Fortunately for the U.S., they were also spectacularly unsuccessful.

"It was not brilliantly planned," said Edward Hampshire, a historian at Britain's National Archives, which released the wartime intelligence documents Monday. "The Germans picked the leader for this very, very poorly. He immediately wanted to give himself up."

A detailed new account of the mission — code-named Pastorius after an early German settler in the U.S. — is provided in a report written in 1943 by MI5 intelligence officer Victor Rothschild. It is one of a trove of previously secret documents which shed light on the Nazis' desire to use sabotage, subterfuge and even poisoned sausages to fight the war.

Pastorius was a mixture of elaborate planning, bad luck and human error.

Eight Germans who had lived in the U.S. were dropped along the Eastern seaboard — four on Long Island, the rest south of Jacksonville, Florida. They were to go ashore, blend in, then begin a campaign of sabotage against factories, railways and canals, as well as launching "small acts of terrorism" including suitcase bombs aimed at Jewish-owned shops.

But the plan started to go wrong almost as soon as the men left their "sabotage camp" in Germany.

They went to Paris, where one of the team got drunk at the hotel bar and "told everyone that he was a secret agent" — something, the MI5 report notes, that may "have contributed to the failure of the undertaking."

The submarine dropping half the group on Long Island ran aground, and MI5 noted that "it was only owing to the laziness or stupidity of the American coast guards that this submarine was not attacked by U.S. forces."

The Germans were stopped by a coast guard, who — to the evident astonishment of the British — did not detain them. He told his superiors, who were slow to contact the FBI.

The others in Florida also made it ashore, despite their attention-grabbing attire of "bathing trunks and army forage caps."

Unfortunately for the team, their leader, George John Dasch, had decided to surrender. The report describes Dasch "ringing up the FBI in Washington from the Mayfair Hotel and saying that he was a saboteur and wished to tell his story to Mr. Hoover" — FBI chief J. Edgar Hoover. The FBI was initially skeptical, but Dasch was soon giving a full confession, and the whole gang was rounded up.

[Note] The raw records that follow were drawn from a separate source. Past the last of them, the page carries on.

PR #129, opened 2018-07-03
[android] v0.10.0

### LINKED ISSUE #111: Support x86_64 architecture
Currently we doesn't support x86_64 architecture for android, as we don't have prebuilt `so` file for openssl for that architecture. The best way to support it would be to get rid off all the prebuilt so files and use gradle to build it and link with sonar native targets.

One can follow https://wiki.openssl.org/index.php/Android#OpenSSL_Library

passy:
Summary:
New release including x86_64 binaries.

Depends on #128.
Closes #111.

Test Plan:
Sample app.


android/third-party/Folly/CMakeLists.txt
```diff
@@ -47,6 +47,11 @@ add_compile_options(
     -Wno-return-type
     -Wno-tautological-constant-compare
     )
+
+if (CMAKE_ANDROID_ARCH_ABI STREQUAL "x86_64")
```
priteshrnandgaonkar: Great work on this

Within months, the saboteurs had been tried and sentenced to death. All were executed except Dasch and another who had also backed out. They were deported to Germany after the war.

For the U.S. it was a lucky escape. In World War I, German saboteurs blew up an arms dump in New York harbor, killing several people and injuring hundreds.

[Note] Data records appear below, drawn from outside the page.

PR #131, opened 2018-07-04
Keep strong reference to OnSharedPreferenceChangeListener

ronocod:
A strong reference to the listener should be kept when calling `registerOnSharedPreferenceChangeListener`, otherwise the listener can get garbage-collected and stop working.

Mentioned in the Android SDK docs [here](https://developer.android.com/reference/android/content/SharedPreferences.html#registerOnSharedPreferenceChangeListener(android.content.SharedPreferences.OnSharedPreferenceChangeListener)):

> Caution: The preference manager does not currently store a strong reference to the listener. You must store a strong reference to the listener, or it will be susceptible to garbage collection. We recommend you keep a reference to the listener in the instance data of an object that will exist as long as you need the listener.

The newly declassified files give a glimpse of the Nazis' desperate determination to fight a covert campaign against the Allies, even as they knew the war was lost.

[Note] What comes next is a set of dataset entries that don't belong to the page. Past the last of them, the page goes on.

PR #136, opened 2018-07-04
Android travis

priteshrnandgaonkar:


.travis.yml
```diff
@@ -60,3 +60,31 @@ matrix:
         - cd iOS/Sample
         - xcodebuild -showsdks
         - xcodebuild clean build -workspace Sample.xcworkspace -scheme Pods-Sample -sdk iphonesimulator11.4
+
+    - language: android
```
passy: Awesome! As a next step (not necessarily part of this), could we run this on Linux hosts to speed things up. There's actually support for [multi OS testing](https://docs.travis-ci.com/user/multi-os/) that I didn't know about and we could simply skip Android builds on MacOS and vice versa.

.travis.yml
```diff
@@ -60,3 +60,31 @@ matrix:
...
+
+            # Additional components
+            - extra-google-google_play_services
+            - extra-google-m2repository
+            - extra-android-m2repository
+            - addon-google_apis-google-27
+
+            # Specify at least one system image,
+            # if you need to run emulator(s) during your tests
+            - sys-img-armeabi-v7a-android-27
```
passy: I don't think we'll need this.

priteshrnandgaonkar: Yeah, but travis is not able to parse it https://travis-ci.org/facebook/Sonar/requests

.travis.yml
```diff
@@ -60,3 +60,33 @@ matrix:
         - cd iOS/Sample
         - xcodebuild -showsdks
         - xcodebuild clean build -workspace Sample.xcworkspace -scheme Pods-Sample -sdk iphonesimulator11.4
+
+    - language: android
+        jdk:
```
passy: This isn't consistently indented causing the parsing error.

.travis.yml
priteshrnandgaonkar: I run android builds on linux.

.travis.yml
```diff
@@ -60,3 +60,38 @@ matrix:
...
+        licenses:
+          - android-sdk-preview-license-.+
+          - android-sdk-license-.+
+          - google-gdk-license-.+
+      before_install:
+        - yes | sdkmanager "platforms;android-27"
+        - echo "y" | sdkmanager "cmake;3.6.4111459"
+        - wget https://dl.google.com/android/repository/android-ndk-r17b-linux-x86_64.zip
+        - mkdir -p temp-android-ndk
+        - mv ./android-ndk-r17b-linux-x86_64.zip temp-android-ndk
```
passy: Did installing the `ndk-bundle` via the sdk manager not work?

.travis.yml
```diff
@@ -60,3 +60,38 @@ matrix:
...
+          - extra-google-m2repository
+          - extra-android-m2repository
+          - addon-google_apis-google-27
+
+        licenses:
+          - android-sdk-preview-license-.+
+          - android-sdk-license-.+
+          - google-gdk-license-.+
+      before_install:
+        - yes | sdkmanager "platforms;android-27"
```
passy: Do we need the `android-27` target from above still?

One captured French Nazi intelligence agent told his interrogators he had attended a conference in the final weeks of the war to plan a violent campaign that would sow chaos across Western Europe and "eventually lead to a state of civil war in which Fourth Reich would re-emerge."

The campaign was to involve sabotage, assassinations and even chemical weapons.

One file chronicles German attempts to use poison as a postwar weapon. Intelligence from captured Nazi agents indicated there were plans to contaminate alcoholic drinks with methanol, inject sausages with poison and prepare "poisoned Nescafe, sugar, German cigarettes and German chocolate."

Another elaborate plan involved supplying agents with special headache-inducing cigarettes, which could be given to an assassination target. When the person complained of a headache, they would be offered an aspirin — which had been laced with poison.

The files suggest British agents were unsure how much credence to give some of the more fanciful claims, though a memo was drawn up advising that Allied soldiers should not eat German food or smoke German cigarettes "under pain of severe penalties."

"Nowadays, it's easy to regard such schemes as impossibly far-fetched," said Christopher Andrew, the official historian of MI5. "But at the time it was reasonable to believe that after the Allied victory there would remain a dangerous postwar Nazi underground which would continue a secret war."

Online: http://www.nationalarchives.gov.uk


----------



## pardus (Apr 4, 2011)

I just ordered a book on the SS Werewolves because of this thread.


----------



## Chopstick (Apr 4, 2011)

Interesting stuff. This is my favorite part of the story.


> Within months, the saboteurs had been tried and sentenced to death. All were executed except Dasch and another who had also backed out. They were deported to Germany after the war.


----------



## pardus (Apr 4, 2011)

Dasch should have been executed too, he was a traitor to two countries.


----------



## QC (Apr 4, 2011)

Victor Rothchild...hmmmm.


----------



## SpitfireV (Apr 5, 2011)

What about him?


----------



## QC (Apr 5, 2011)

I'll have to dig, wait out.


----------



## QC (Apr 5, 2011)

http://www.mailstar.net/perry.html

In interesting cove. I read the biography which claimed he was the elusive "Fifth Man" of the Cambridge spy ring.


----------



## SpitfireV (Apr 5, 2011)

I'm reading that link now but I'm not convinced. Cairncross was the Fifth Man, that's well acknowledged. I'll keep reading since I am interested but he's making a lot of logic leaps with no evidence or even reasoning to back them up.


----------



## pardus (Apr 6, 2011)

He obviously is suspect but I too thought it was established that the 5th man wasn't him.


----------



## SpitfireV (Apr 6, 2011)

Why is he obviously suspect?


----------



## pardus (Apr 6, 2011)

From wiki



> At Trinity, Rothschild joined the secret society, the Cambridge Apostles, which at that time was predominantly Marxist, though he "was mildly left-wing but never a Marxist".[1] There he became friends with the future Soviet spies Guy Burgess and Anthony Blunt, who were also members, as was Kim Philby, who became the most important Soviet spy in Britain.


----------



## SpitfireV (Apr 6, 2011)

There were lots of people in the Apostles at the time; only a few went on to become Soviet agents. IIRC everyone from them and from that era were investigated. I'll have to check my books.


----------



## ÉIREGOBRÁCH1922 (Apr 21, 2011)

Great read! Interesting stuff. Thank you.


----------